The nightclub was predictably grim – ‘face it, Moll, we’re too ancient for clubbing’; ‘speak for yourself, Sharkey’ – but Helen enjoyed the sense of connection with the wider world that she experienced simply by being immersed in a communal mass of bodies. Sometimes she had the feeling she was too self-contained and an evening like this reminded her she wasn’t an island. An isthmus existed, even if it tended to flood over.

Molly was right, there was nothing like a night on the tear. But in the aftermath Helen was jaded, spent both financially and physically. Her head was pounding – she couldn’t consume alcohol at the rate Molly packed it away – and her system by the following lunchtime hankered for caffeine slightly more than it craved licence to lie on the sofa. Although both were imperatives. So Helen wandered out to the kitchen. As she pressed the button on the kettle, realisation slammed her with the jolt of a cattle prod. She hadn’t thought of him once since 6.10 the previous evening. That totted up to eighteen hours in succession. Could this mean she was cured? Maybe the attraction was something she’d magnified out of proportion. Impossible to resist checking the answerphone, however.

She approached the phone, lifted it and the automated voice said: ‘You have three new messages.’ When she played them there was only static on the line – none of the callers had left a name. Except Helen knew there was only one caller and his identity was no mystery to her. A worm of unquiet niggled as she spooned granules into a mug patterned with an inverted comma – all right, it was a Celtic spiral although she tended to shy away from ostentatiously Irish objects. She made an exception in this case because it amused her to have a symbol representing infinity on an object with a lifespan as limited as a mug.

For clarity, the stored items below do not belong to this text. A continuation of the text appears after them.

Issue #298, opened 2023-06-13
The configure script doesn't exist


Erotemic:
The docs state that to build pkgconf you can use the standard unix pattern:

```
$ ./configure
$ make
$ sudo make install
```

However, there is no configure script in the main repo. There is an autoconfig based configure.ac, but that's not the same thing. I'm attempted to install pkg-config from source in a very restricted environment (I can't install system libs), and I'm having trouble figuring out how to do it.

Erotemic:
Thanks, I made an MR to help others who have the same confusion in the future. I'm not sure if you run autogen.sh with any arguments, but the docs should probably mention it as a step for someone unfamiliar with autoconf-style projects.

dg0yt:
> But it is however not noted in the README that you need to run `autogen.sh` before running `./configure.sh`.

You are meant to use the tarballs with pregenerated scripts, and then you wouldn't need to run `autogen.sh`.

PR #299, opened 2023-06-13
Add autogen step to the README

Erotemic:
Addresses my confusion in https://github.com/pkgconf/pkgconf/issues/298


kaniini:
As noted in the README, tarballs with pregenerated autoconf scripts are available at https://distfiles.dereferenced.org/pkgconf/

Issue #310, opened 2023-08-04
--modversion should accept multiple arguments when it's the same package


ptrcnull:
currently, the following command will fail on pkgconf 2.0:
```
$ pkg-config --modversion dbus-1 'dbus-1 >= 1.6'
pkgconf: --modversion requested with multiple packages, output would be ambiguous
```

while it might be a bit redundant to do so in this case, the output would not be ambiguous, and unfortunately there's [prior art][1]

furthermore, with the check in place, there doesn't seem to be a way to query a package with both an upper and lower version bound; it didn't really work on pkgconf 1.x either, but it seems to work with pkg-config, so maybe it's worth looking into as well:
```
root@86a8a87bcfe7:/# pkg-config --modversion 'dbus-1 >= 1.6'
1.12.16
root@86a8a87bcfe7:/# pkg-config --modversion 'dbus-1 >= 1.6' 'dbus-1 < 1.10'
Requested 'dbus-1 < 1.10' but version of dbus is 1.12.16
root@86a8a87bcfe7:/# pkg-config --modversion 'dbus-1 >= 1.6' 'dbus-1 < 1.15'
1.12.16
1.12.16
```

[1]: https://github.com/rust-lang/pkg-config-rs/issues/150

nirbheek:
This seems like completely unnecessary breakage. According to the release notes, this is an error because it's ambiguous. But the output is not ambiguous at all. The versions are printed in the order of the arguments:

```
$ pkg-config --modversion sqlite3 zlib
3.39.5
1.2.11
```

IMO this change should be completely reverted. There is no good reason for diverge from pkg-config in this case.

Polynomial-C:
Unfortunately with commit a97b75ab2c1d031982c35a4886102413e4ec8eee being reverted, `pkgconf-2.0.0` only returns one version:
```
> pkgconf --modversion sqlite3 zlib
3.42.0
```
So there's some more breakage compared to pkgconfig.

nekopsykose:
> Unfortunately with commit https://github.com/pkgconf/pkgconf/commit/a97b75ab2c1d031982c35a4886102413e4ec8eee being reverted, pkgconf-2.0.0 only returns one version:  

that was always like that, 1.9.5 behaves the same. 2.0 with that reverted is a safe upgrade

Polynomial-C:
[...]

PR #311, opened 2023-08-16
cli: fix --modversion not working with provided deps

breavyn:
If a dep is resolved via the provides property the package id will be different to the requested dep. This matches the requested dep against provided dep names instead.

I ran into this issue when building a package depending on sdl, which is provided by sdl12_compat on my system. I'm not familiar enough with pkgconf to say this change couldn't have other unintended side effects, but it has worked for me in this case.

### DIFF
--- a/cli/main.c
+++ b/cli/main.c
@@ -288,6 +288,34 @@ apply_digraph(pkgconf_client_t *client, pkgconf_pkg_t *world, void *unused, int 
 }
 #endif
 
+static void
+print_modversion(pkgconf_pkg_t *world, pkgconf_queue_t *queue_node)
+{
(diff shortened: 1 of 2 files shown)


eli-schwartz:
This is also a fix for https://github.com/pkgconf/pkgconf/issues/310#issuecomment-1677844842 ?

eli-schwartz:
Hmm, it appears not.

breavyn:
@eli-schwartz I'm not sure it's going to be possible to catch all the edge cases here without adding the requested package name to each package as its resolved.

breavyn:
Closing this in favour of #313.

The phone rang: once, twice, three, four times. On the fifth peal she answered it.

‘Helen, I’ve caught you in at last. Where were you last night? Never mind, you can tell me when we meet. I’m in Dublin, staying at the Fitzwilliam and I’m coming to see you. We need to talk. You must give me your answer. I’ll order a taxi and be with you in half an hour or less.’

‘No, wait. I’ll meet you somewhere.’

‘Where?’ The man’s accent was similar to hers, but with an English intonation overlaying the Kilkenny pronunciation.

‘I’ll collect you from your hotel; we can find a park to walk in.’

‘See you in half an hour then. I’ll be waiting in the foyer.’

‘Patrick, I’m not even dressed yet. Make it an hour.’

Why oh why had she agreed? Why oh why had she stayed out so late last night? The hollows under her eyes would be sagging to her jawline. Why oh why hadn’t she sprung up and taken a shower as she intended, instead of diving below the duvet for an extra snooze? Why oh why was she thinking in cliché-ridden why-oh-whys? But a final one – why oh why was she developing a spot slap-bang between her eyebrows? Still, she could take care of that in seconds; concealer was up there with the polio vaccination in terms of service to humankind as far as Helen was concerned.

She washed and dressed at warp speed, cramming herself into last night’s moleskin rejects and adding a heavy woollen coat and velvet scarf. Her car keys went AWOL and she spent a frantic ten minutes turning her bag upside down and combing the pockets of all her jackets, until she found them in their usual place in the letter rack.

‘Catch a grip, Sharkey,’ she instructed the pallid face in the hall mirror. ‘It’s daylight, he’s not going to pounce. And, above all, remember you have willpower. Use it.’